━━ Input records ━━

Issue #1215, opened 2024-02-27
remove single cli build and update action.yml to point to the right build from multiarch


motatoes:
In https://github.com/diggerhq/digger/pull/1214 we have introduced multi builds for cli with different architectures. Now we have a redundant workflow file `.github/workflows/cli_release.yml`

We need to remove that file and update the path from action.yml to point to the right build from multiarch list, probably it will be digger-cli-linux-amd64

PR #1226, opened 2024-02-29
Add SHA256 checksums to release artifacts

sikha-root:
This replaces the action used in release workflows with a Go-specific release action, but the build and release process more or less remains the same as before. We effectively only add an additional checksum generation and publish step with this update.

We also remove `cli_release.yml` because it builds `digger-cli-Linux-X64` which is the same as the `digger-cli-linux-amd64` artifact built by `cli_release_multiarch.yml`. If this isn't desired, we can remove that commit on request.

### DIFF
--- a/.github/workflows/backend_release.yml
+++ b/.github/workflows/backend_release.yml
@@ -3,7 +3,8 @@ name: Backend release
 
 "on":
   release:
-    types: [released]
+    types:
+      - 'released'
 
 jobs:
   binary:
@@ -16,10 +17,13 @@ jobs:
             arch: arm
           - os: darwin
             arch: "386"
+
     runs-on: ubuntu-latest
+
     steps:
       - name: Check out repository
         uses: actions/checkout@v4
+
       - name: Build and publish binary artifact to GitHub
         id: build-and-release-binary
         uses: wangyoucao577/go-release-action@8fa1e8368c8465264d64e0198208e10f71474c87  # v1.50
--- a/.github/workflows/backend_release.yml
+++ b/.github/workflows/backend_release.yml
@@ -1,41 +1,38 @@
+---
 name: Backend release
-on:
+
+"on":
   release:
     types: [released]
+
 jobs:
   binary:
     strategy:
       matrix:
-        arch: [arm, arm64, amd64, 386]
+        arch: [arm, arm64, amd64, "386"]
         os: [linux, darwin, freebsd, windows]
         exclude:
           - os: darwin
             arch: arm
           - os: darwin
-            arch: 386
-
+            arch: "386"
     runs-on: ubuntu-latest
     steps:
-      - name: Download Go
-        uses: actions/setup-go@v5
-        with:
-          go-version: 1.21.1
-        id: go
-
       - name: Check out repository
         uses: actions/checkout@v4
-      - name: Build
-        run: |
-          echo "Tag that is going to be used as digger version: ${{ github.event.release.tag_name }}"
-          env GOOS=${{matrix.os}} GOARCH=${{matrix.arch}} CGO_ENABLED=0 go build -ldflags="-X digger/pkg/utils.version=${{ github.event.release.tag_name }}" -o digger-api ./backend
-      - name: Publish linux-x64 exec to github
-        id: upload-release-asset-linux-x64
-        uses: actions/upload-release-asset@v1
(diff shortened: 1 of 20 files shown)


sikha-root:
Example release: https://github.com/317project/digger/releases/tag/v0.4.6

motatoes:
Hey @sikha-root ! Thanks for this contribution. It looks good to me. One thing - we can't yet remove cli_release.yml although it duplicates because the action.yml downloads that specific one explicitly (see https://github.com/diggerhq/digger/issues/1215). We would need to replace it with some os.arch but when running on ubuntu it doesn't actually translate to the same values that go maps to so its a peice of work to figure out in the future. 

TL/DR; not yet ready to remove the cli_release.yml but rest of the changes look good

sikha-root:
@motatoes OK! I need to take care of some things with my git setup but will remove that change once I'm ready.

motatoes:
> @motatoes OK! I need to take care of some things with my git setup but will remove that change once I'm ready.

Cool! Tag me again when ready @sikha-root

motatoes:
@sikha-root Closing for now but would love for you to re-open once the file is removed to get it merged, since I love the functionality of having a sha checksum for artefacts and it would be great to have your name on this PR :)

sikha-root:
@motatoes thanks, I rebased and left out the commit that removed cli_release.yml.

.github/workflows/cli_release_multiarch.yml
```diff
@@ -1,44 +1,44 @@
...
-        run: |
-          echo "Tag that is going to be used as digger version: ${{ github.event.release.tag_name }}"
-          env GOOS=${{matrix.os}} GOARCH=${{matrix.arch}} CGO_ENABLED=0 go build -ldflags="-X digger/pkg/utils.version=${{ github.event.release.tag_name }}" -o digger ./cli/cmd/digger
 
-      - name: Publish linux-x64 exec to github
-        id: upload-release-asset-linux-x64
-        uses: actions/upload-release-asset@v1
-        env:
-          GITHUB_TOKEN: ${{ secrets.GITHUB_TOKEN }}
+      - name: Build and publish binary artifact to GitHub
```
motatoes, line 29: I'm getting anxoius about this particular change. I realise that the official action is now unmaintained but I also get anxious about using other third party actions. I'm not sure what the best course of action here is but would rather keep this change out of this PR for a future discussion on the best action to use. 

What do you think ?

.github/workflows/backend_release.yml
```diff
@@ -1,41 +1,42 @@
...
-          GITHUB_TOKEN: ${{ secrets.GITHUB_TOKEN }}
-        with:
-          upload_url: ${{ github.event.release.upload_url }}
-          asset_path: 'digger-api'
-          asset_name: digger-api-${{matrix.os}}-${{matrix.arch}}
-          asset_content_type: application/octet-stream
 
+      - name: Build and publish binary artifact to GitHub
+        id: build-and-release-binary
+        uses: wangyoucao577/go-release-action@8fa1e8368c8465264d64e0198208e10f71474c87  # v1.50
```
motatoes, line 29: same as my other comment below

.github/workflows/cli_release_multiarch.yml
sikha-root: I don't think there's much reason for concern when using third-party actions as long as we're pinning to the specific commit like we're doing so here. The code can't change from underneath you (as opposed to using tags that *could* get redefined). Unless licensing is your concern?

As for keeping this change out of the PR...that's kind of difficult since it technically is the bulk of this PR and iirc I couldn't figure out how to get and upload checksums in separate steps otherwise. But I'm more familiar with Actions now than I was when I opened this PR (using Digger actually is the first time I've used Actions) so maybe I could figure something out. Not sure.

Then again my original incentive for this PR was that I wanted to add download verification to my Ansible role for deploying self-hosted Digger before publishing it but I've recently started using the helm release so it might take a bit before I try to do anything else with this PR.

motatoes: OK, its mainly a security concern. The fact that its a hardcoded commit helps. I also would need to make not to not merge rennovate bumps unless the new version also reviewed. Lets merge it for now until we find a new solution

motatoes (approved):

━━━

The records above are to be transcribed exactly, with nothing left out.

Issue #1215, opened 2024-02-27
remove single cli build and update action.yml to point to the right build from multiarch


motatoes:
In https://github.com/diggerhq/digger/pull/1214 we have introduced multi builds for cli with different architectures. Now we have a redundant workflow file `.github/workflows/cli_release.yml`

We need to remove that file and update the path from action.yml to point to the right build from multiarch list, probably it will be digger-cli-linux-amd64

PR #1226, opened 2024-02-29
Add SHA256 checksums to release artifacts

sikha-root:
This replaces the action used in release workflows with a Go-specific release action, but the build and release process more or less remains the same as before. We effectively only add an additional checksum generation and publish step with this update.

We also remove `cli_release.yml` because it builds `digger-cli-Linux-X64` which is the same as the `digger-cli-linux-amd64` artifact built by `cli_release_multiarch.yml`. If this isn't desired, we can remove that commit on request.

### DIFF
--- a/.github/workflows/backend_release.yml
+++ b/.github/workflows/backend_release.yml
@@ -3,7 +3,8 @@ name: Backend release
 
 "on":
   release:
-    types: [released]
+    types:
+      - 'released'
 
 jobs:
   binary:
@@ -16,10 +17,13 @@ jobs:
             arch: arm
           - os: darwin
             arch: "386"
+
     runs-on: ubuntu-latest
+
     steps:
       - name: Check out repository
         uses: actions/checkout@v4
+
       - name: Build and publish binary artifact to GitHub
         id: build-and-release-binary
         uses: wangyoucao577/go-release-action@8fa1e8368c8465264d64e0198208e10f71474c87  # v1.50
--- a/.github/workflows/backend_release.yml
+++ b/.github/workflows/backend_release.yml
@@ -1,41 +1,38 @@
+---
 name: Backend release
-on:
+
+"on":
   release:
     types: [released]
+
 jobs:
   binary:
     strategy:
       matrix:
-        arch: [arm, arm64, amd64, 386]
+        arch: [arm, arm64, amd64, "386"]
         os: [linux, darwin, freebsd, windows]
         exclude:
           - os: darwin
             arch: arm
           - os: darwin
-            arch: 386
-
+            arch: "386"
     runs-on: ubuntu-latest
     steps:
-      - name: Download Go
-        uses: actions/setup-go@v5
-        with:
-          go-version: 1.21.1
-        id: go
-
       - name: Check out repository
         uses: actions/checkout@v4
-      - name: Build
-        run: |
-          echo "Tag that is going to be used as digger version: ${{ github.event.release.tag_name }}"
-          env GOOS=${{matrix.os}} GOARCH=${{matrix.arch}} CGO_ENABLED=0 go build -ldflags="-X digger/pkg/utils.version=${{ github.event.release.tag_name }}" -o digger-api ./backend
-      - name: Publish linux-x64 exec to github
-        id: upload-release-asset-linux-x64
-        uses: actions/upload-release-asset@v1
(diff shortened: 1 of 20 files shown)


sikha-root:
Example release: https://github.com/317project/digger/releases/tag/v0.4.6

motatoes:
Hey @sikha-root ! Thanks for this contribution. It looks good to me. One thing - we can't yet remove cli_release.yml although it duplicates because the action.yml downloads that specific one explicitly (see https://github.com/diggerhq/digger/issues/1215). We would need to replace it with some os.arch but when running on ubuntu it doesn't actually translate to the same values that go maps to so its a peice of work to figure out in the future. 

TL/DR; not yet ready to remove the cli_release.yml but rest of the changes look good

sikha-root:
@motatoes OK! I need to take care of some things with my git setup but will remove that change once I'm ready.

motatoes:
> @motatoes OK! I need to take care of some things with my git setup but will remove that change once I'm ready.

Cool! Tag me again when ready @sikha-root

motatoes:
@sikha-root Closing for now but would love for you to re-open once the file is removed to get it merged, since I love the functionality of having a sha checksum for artefacts and it would be great to have your name on this PR :)

sikha-root:
@motatoes thanks, I rebased and left out the commit that removed cli_release.yml.

.github/workflows/cli_release_multiarch.yml
```diff
@@ -1,44 +1,44 @@
...
-        run: |
-          echo "Tag that is going to be used as digger version: ${{ github.event.release.tag_name }}"
-          env GOOS=${{matrix.os}} GOARCH=${{matrix.arch}} CGO_ENABLED=0 go build -ldflags="-X digger/pkg/utils.version=${{ github.event.release.tag_name }}" -o digger ./cli/cmd/digger
 
-      - name: Publish linux-x64 exec to github
-        id: upload-release-asset-linux-x64
-        uses: actions/upload-release-asset@v1
-        env:
-          GITHUB_TOKEN: ${{ secrets.GITHUB_TOKEN }}
+      - name: Build and publish binary artifact to GitHub
```
motatoes, line 29: I'm getting anxoius about this particular change. I realise that the official action is now unmaintained but I also get anxious about using other third party actions. I'm not sure what the best course of action here is but would rather keep this change out of this PR for a future discussion on the best action to use. 

What do you think ?

.github/workflows/backend_release.yml
```diff
@@ -1,41 +1,42 @@
...
-          GITHUB_TOKEN: ${{ secrets.GITHUB_TOKEN }}
-        with:
-          upload_url: ${{ github.event.release.upload_url }}
-          asset_path: 'digger-api'
-          asset_name: digger-api-${{matrix.os}}-${{matrix.arch}}
-          asset_content_type: application/octet-stream
 
+      - name: Build and publish binary artifact to GitHub
+        id: build-and-release-binary
+        uses: wangyoucao577/go-release-action@8fa1e8368c8465264d64e0198208e10f71474c87  # v1.50
```
motatoes, line 29: same as my other comment below

.github/workflows/cli_release_multiarch.yml
sikha-root: I don't think there's much reason for concern when using third-party actions as long as we're pinning to the specific commit like we're doing so here. The code can't change from underneath you (as opposed to using tags that *could* get redefined). Unless licensing is your concern?

As for keeping this change out of the PR...that's kind of difficult since it technically is the bulk of this PR and iirc I couldn't figure out how to get and upload checksums in separate steps otherwise. But I'm more familiar with Actions now than I was when I opened this PR (using Digger actually is the first time I've used Actions) so maybe I could figure something out. Not sure.

Then again my original incentive for this PR was that I wanted to add download verification to my Ansible role for deploying self-hosted Digger before publishing it but I've recently started using the helm release so it might take a bit before I try to do anything else with this PR.

motatoes: OK, its mainly a security concern. The fact that its a hardcoded commit helps. I also would need to make not to not merge rennovate bumps unless the new version also reviewed. Lets merge it for now until we find a new solution

motatoes (approved):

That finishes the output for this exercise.